Tokujo formally informed Moore on Thursday that he was no longer being considered. Tokujo said that Moore wouldn't back down from his demands.
There had been no movement by the HVCB either, according to Moore.
Tokujo said the final removal of Moore as a candidate was because Moore was sticking to a demand the HVCB couldn't meet. "We would never give anyone, no matter who he is, the power to do what he wants without going through the board," Tokujo said.
Moore said last week's notification that he was no longer on the list freed him to talk publicly about the process.
In the 1970s, Moore held a top sales post with Hilton Hotels in Hawaii. He left to become president of a big local group-tour company, Hawaiian Adventure Tours, and then went back to Hilton. He has been with the Los Angeles bureau since late last year.
Moore said he has been close to Hawaii tourism for 24 years.
He has watched a visitors bureau that, he believes, was not only was micromanaged but also lacked clarity in planning and in carrying out its role. This, he said, frustrated the private sector and brought doubts to legislators.
Paul Casey, who left the HVCB president in March to head Hawaiian Airlines Inc., said that in his 20 months at the bureau's helm he never felt "micro-managed" by the board.
"What I tried to do was build trust between myself and the board. I got to hire and fire who I wanted and set salaries," said Casey, who is now a member of the HVCB board.
"My frustration was more in the system of funding and the answer to that is dedicated funding," he said. Casey has often said that the HVCB's need to go to the Legislature for money is a burden and creates uncertainty that makes it hard to get things done.
Moore acknowledged that the HVCB's dependence on the Legislature's budget process for more than 90 percent of its money makes it very different from the Los Angeles Convention & Visitors Bureau, which gets 80 percent of its money as funding dedicated directly from a hotel room tax.
Still, he said, the HVCB management was often stymied and that has to change. "They have really put the bureau in handcuffs," Moore said. "It's like, 'we don't trust you.'"

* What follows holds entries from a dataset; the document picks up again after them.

PR #936, opened 2021-09-15
Update Sign In Wording

reldredge71:
Use updated wording for the Sign In screen headers, descriptions, and button labels.


wrandall22:
Are you planning to do the rearrangement in a separate PR? I think I would lean towards the same PR but a second commit.

reldredge71:
From some of the comments in Jira, it sounded like they mentioned the rearrangement but were only asking for the rewording at the moment: https://jira.cru.org/browse/EP-2273?page=com.atlassian.jira.plugin.system.issuetabpanels%3Acomment-tabpanel&showAll=true But I can do the rearrangement as well.

wrandall22:
The rearrangement is the main part of this task, the rewording is kind of just tacked on.

src/app/signIn/signIn.tpl.html
```diff
@@ -5,9 +5,16 @@
         <div class="panel sign-in-panel">
           <div class="panel-body">
             <div class="row vdivide">
+              <div class="col-md-6 sign-in-section sign-in-hide-for-desktop">
```
reldredge71, line 8: I basically duplicated the "New Partners" section, and added conditional classes that hides one and shows the other.  Ideally it would be great to have just one instance of this section and have conditional logic that flips the order of the sections... but this was what I could find.

wrandall22: It sounded like they would be ok with rearranging the two on desktop as well during our last meeting.

wrandall22:
Good for staging.

wrandall22:
Did this get merged/tested in stage?

reldredge71:
I've tested it locally, I haven't merged it to stage yet.  I probably should have taken off the "On Staging" label when I made the additional commits.

wrandall22 (approved):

He said he insisted on sole authority for getting and keeping key employees, "obviously with the understanding that I would run all these things by the executive committee and the chairman."

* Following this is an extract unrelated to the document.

PR #940, opened 2021-10-04
EP-2293: Integrate GitHub Actions

reldredge71:
Setup GitHub Actions for Give-Web.  Tried to replicate the Stage and Prod build commands from Travis.


.github/workflows/build.yml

Moore also said he accepted the $225,000 salary offer even though it was less than what he requested, but he also wanted, in essence, a three-year contract with an 18-month severance deal if the bureau let him go before the end of the contract.
An HVCB source said the board was willing to talk about severance but unwilling to accept Moore's retirement demands.
Moore would not say what that demand was. But, Moore said, pay wasn't as important as the degree of control he demanded, he said.
The HVCB has to enter a "new paradigm" and move away from its traditional role of promoting vacation travel mostly from the West Coast and Japan, he said.
The upcoming opening of the Hawaii Convention Center alone requires that. "In fact, the president of the HVCB may be the toughest bureau job in the country," Moore said, citing the number of new convention centers that are competing with Hawaii's.
Tokujo said he wishes Moore well. "Basically, we tried to work some kind of a deal. We were not able to do it." The selection committee and the board are still working hard to find a president, Tokujo said. The process will remain confidential, he added.
The HVCB has declined to confirm or deny reports of the names of other candidates who may or may not have been in the running.
Candidates that have been widely reported included Tony Vericella, regional head of Budget Rent A Car; John Votsis, Hawaii regional marketing director; Kent Keith, a former director of the state Department of Business, Economic Development & Tourism; and Tom Ocasek, a former executive of Pomare Ltd.
Tokujo, also president of Cove Marketing Inc., said today he has stepped down as interim president to put all his time into finding a permanent chief executive. He had been running the HVCB's daily activities since July 8.
Don Takaki, former chairman of the Convention Center Authority and chairman of Island Movers, has moved into the volunteer interim president position.